OG in that case lets stop all fertility treatment....
//treatment of RTA's where the patient is responsible for their injuries//

that's a rather sweeping statement - even when the injured party is provably innocent, it's their own fault for being injured?
I haven't read all the answers but no. Apart from the argument about priority being given to essential procedures, there was a case recently of a 12 year old who was receiving treatment - and subsequently changed his mind.
I think the point of this particular type of treatment is that it's still reversible, merely "offsetting" puberty rather than stopping it altogether. I don't think that it therefore matters if the child in question will change their mind at a later date or not.

Again, there's a certain amount of judgement that necessarily has to enter into that question. Stopping treatment later shouldn't mean it isn't needed "now".

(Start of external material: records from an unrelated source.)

PR #2323, opened 2019-05-11
CMake: Fix configuration on Win32

myd7349:
On Windows with MSVC, this line:
```cmake
check_library_exists(m pow "" WITH_HDRHISTOGRAM)
```
causes `WITH_HDRHISTOGRAM` set to `OFF`.
As a result:
- When specifying `WITHOUT_WIN32_CONFIG=ON`, the histogram source will not be built.
- When specifying `WITHOUT_WIN32_CONFIG=OFF`, there will be link erros since `WITH_HISTOGRAM` is defined as 1 in `win32_config.h`

References:
https://stackoverflow.com/questions/32816646/can-cmake-detect-if-i-need-to-link-to-libm-when-using-pow-in-c


myd7349:
The configuration step on Win32 through CMake still have room for improvement.
1.

CMakeLists.txt
```diff
@@ -35,7 +35,12 @@ endif()
 
 # LIBM {
 include(CheckLibraryExists)
-check_library_exists(m pow "" WITH_HDRHISTOGRAM)
+check_library_exists(m pow "" HAVE_LIBM)
```
edenhill: On MSVC we don't need to, and probably shouldnt, check for libm at all.
What do you think?

edenhill:
I think I like the more aggressive approach, better to get this all right in one go.

CMakeLists.txt
myd7349: @edenhill Thanks for your review! I will update this PR later.

myd7349:
Here is a related discussion about `libm`: https://github.com/mesonbuild/meson/issues/5390#issuecomment-491640529

myd7349:
`snappy` support doesn't work out-of-box, reported at:
https://github.com/microsoft/vcpkg/pull/7456

edenhill:
@myd7349 WITH_SNAPPY should always be set to 1 in CMakeLists.txt

PR #2337, opened 2019-05-24
fix off by one issue in rd_kafka_offsets_store

meridional:
There is a discrepancy between `rd_kafka_offsets_store` and `rd_kafka_offset_store` where only the latter automatically increment the offset by 1 and it's probably the desired the behavior in most scenarios.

But anyway, as I started with this is really just an opportunity to repeat, almost verbatim, what we said on this a month ago, and then a month before that, and again twice in June, etc etc.
"The NHS was founded on the principle of medical care being "free at the point of need""

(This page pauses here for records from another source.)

PR #2398, opened 2019-07-08
 Add support for sub-millisecond linger.ms

edenhill:
CLIENTS-998


CONFIGURATION.md
```diff
@@ -115,8 +115,8 @@ enable.idempotence                       |  P  | true, false     |         false
...
+queue.buffering.max.ms                   |  P  | 0 .. 900000     |           0.5 | high       | Delay in milliseconds to wait for messages in the producer queue to accumulate before constructing message batches (MessageSets) to transmit to brokers. A higher value allows larger and more effective (less overhead, improved compression) batches of messages to accumulate at the expense of increased message delivery latency. <br>*Type: float*
+linger.ms                                |  P  | 0 .. 900000     |           0.5 | high       | Alias for `queue.buffering.max.ms`: Delay in milliseconds to wait for messages in the producer queue to accumulate before constructing message batches (MessageSets) to transmit to brokers. A higher value allows larger and more effective (less overhead, improved compression) batches of messages to accumulate at the expense of increased message delivery latency. <br>*Type: float*
```
mhowlett: this is actually a breaking change in the strongly typed .net API.

mhowlett: though we could make it a special case (case int->float) and avoid that.

edenhill: int to double is an implicit conversion in .NET, so it should be fine in this case, right?

src/rdkafka_conf.c
```diff
@@ -59,6 +59,7 @@ struct rd_kafka_property {
 	enum {
 		_RK_C_STR,
 		_RK_C_INT,
+                _RK_C_DBL,  /* Double */
```
mhowlett: I guess this is better than specifying an integer number of microseconds.

src/rdkafka_conf.h
```diff
@@ -360,7 +360,8 @@ struct rd_kafka_conf_s {
         } eos;
 	int    queue_buffering_max_msgs;
 	int    queue_buffering_max_kbytes;
-	int    buffering_max_ms;
+        double buffering_max_ms_dbl; /**< This is the configured value */
```
mhowlett: having both of these here is unfortunate since they're redundant. i don't see a good way around it, but if you do, worth changing.

src/rdkafka_conf.c
edenhill: That would be a breaking change, changing linger.ms->linger.us, or worse; to add a new property linger.us.

src/rdtime.h
```diff
@@ -154,6 +180,31 @@ static RD_INLINE rd_ts_t rd_timeout_init (int timeout_ms) {
...
+/**
+ * @brief Initialize an absolute timespec timeout based on the provided
+ *        relative \p timeout_us.
+ *
+ * To be used with cnd_timedwait_abs().
+ *
+ * Honours RD_POLL_INFITE and RD_POLL_NOWAIT (reflected in tspec.tv_sec).
+ */
+static RD_INLINE void rd_timeout_init_timespec_us (struct timespec *tspec,
+                                                   int timeout_us) {
```
mhowlett: should be `rd_ts_t`

edenhill: Good catch!

CONFIGURATION.md
mhowlett: yeah you're right, silly me. it won't break provided you recompile (which is the standard we're holding ourselves to in .net).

Aneurin Bevan in 1948 heralded the NHS and with it the above statement on a principle of humanitarian achievement in the face of poor medical care and treatment of the prevailing diseases at the time.
Since then it has been used as a war cry of the left......"the envy of the world"...."Jenifer's ear" and a Political pawn of which we have never seen the like.
He never envisaged that it would be used for vanity enhancement procedures or indeed for sex change overtures.
How successful are sex gender reversing procedures?
Are they worth doing?
Will the patient benefit?

Again there is paucity of studies and to be fair, once again in medicine and the internet ,one can pick, the study to enhance one/s opinion.
So, I will choice mine ...which came to the conclusion that morbidity, suicide, ongoing psychiatric disorders were greater in sex reversed patients than the general population. In other words, the procedure is worth doing, but in the minority of patients.
being born is a matter of luck.....rich parents, good schools, good education, poor parents, lesser schools, poorer education and limited prospects.
Sheer luck as to which disease you "pick out"...cancer, muscle wasting disorder, heart attack and it is just your bad luck, as with being born into the wrong sexual body.........luck.......bad luck.
The NHS as we know it is coming to an end because of lack of funds....it cannot continue in this form.
With the present state of the NHS, with the element of doubtful success with this condition....no the NHS shouldn't fund this at the moment.